__Exercise details__.
If a line includes the word "adborden", it belongs in the count; state the total for the data below and add nothing.

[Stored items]
------------------------------------------------
PR #1067, opened 2019-10-25
Fix typo in cronjob name

mogul:
I noticed mail mentioning this job failing and this is the only place I was able to find it, so I'm hoping that fixing the typo here will help.


mogul:
Never mind, @adborden beat me to it in #1066

adborden:
Thanks for jumping in on this. I'll make sure to "call it" next time so we don't duplicate fixes :)

mogul:
Not your fault, it's mine for going to fix it as soon as I saw the mails, rather than finishing reading all my mail first and seeing your PR!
------------------------------------------------
__Exercise result__.
2